## Input data:

───

PR #195, opened 2023-12-06
feat(spans): Add a metrics summary field to spans

phacops:


lynnagara (approved):
not up to date about this specific schema... but approving since it doesn't look wrong 😀

PR #200, opened 2024-01-08
ref: Add more codeowners

untitaker:
Pierre should not be blocked on changes to the schema, he sufficiently
owns both ends of the pipe

### DIFF
--- a/CODEOWNERS
+++ b/CODEOWNERS
@@ -21,16 +21,18 @@
 /topics/shared-resources-usage.yaml                        @getsentry/owners-snuba @getsentry/data
 
 # Schemas
-/schemas/profile-metadata.v1.schema.json                   @getsentry/profiling
-/schemas/profile-functions.v1.schema.json                  @getsentry/profiling
-/schemas/group-attributes.v1.schema.json                   @getsentry/issues
+/schemas/profile-metadata.v1.schema.json                   @getsentry/owners-snuba @getsentry/profiling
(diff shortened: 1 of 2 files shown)


phacops:
I would love more access like this. I would also include:
- `metrics_summaries` (`@getsentry/performance`)
- `spans` (`@getsentry/performance`)
- `profiles` (`@getsentry/profiling`)
- `functions` (`@getsentry/profiling`)

CODEOWNERS
```diff
@@ -15,7 +15,7 @@
 /topics/processed-profiles.yaml                            @getsentry/owners-snuba @getsentry/profiling
 /topics/profiles-call-tree.yaml                            @getsentry/owners-snuba @getsentry/profiling
 /topics/group-attributes.yaml                              @getsentry/owners-snuba @getsentry/issues
-/topics/snuba-spans.yaml                                   @getsentry/owners-snuba
+/topics/snuba-spans.yaml                                   @getsentry/profiling
```
lynnagara, line 18:
```suggestion
/topics/snuba-spans.yaml                                   @getsentry/owners-snuba @getsentry/profiling
```

lynnagara (changes requested):
owners-snuba should still be on this like all other snuba topics

untitaker:
it's not clear to me why we have codeowners for the topic yaml inconsistent with the examples and schema file. IMO those all should be the same

lynnagara (approved):

PR #205, opened 2024-01-19
use binary encoding

john-z-yang:


schemas/ingest-metrics.v1.schema.json
```diff
@@ -50,17 +50,12 @@
               "title": "set_metric_value",
               "type": "array",
               "items": {
-                "type": "integer",
-                "minimum": 0,
-                "maximum": 4294967295
+                "type": "number"
```
untitaker, line 53: for readability and documentation purposes, can we keep separate entries for different metric types? I understand that it doesn't make a functional difference right now, but if we want to make the schema stricter in the future (and I think it has to, because sending a string for a counter metric doesn't actually make sense), it will be easier to refactor

PR #208, opened 2024-01-23
fix(rust): Fix spurious topic-not-found due to wrong sorting key

untitaker:
In code generation, we create a sorted list of topics called TOPICS
containing key-value pairs, and then later use binary search to find an
entry by key. We don't use maps because those cannot be created at compile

───

## What is required:
Search the entries above for "should". Show every line that has it.

## Written reply:
Pierre should not be blocked on changes to the schema, he sufficiently
owners-snuba should still be on this like all other snuba topics
it's not clear to me why we have codeowners for the topic yaml inconsistent with the examples and schema file. IMO those all should be the same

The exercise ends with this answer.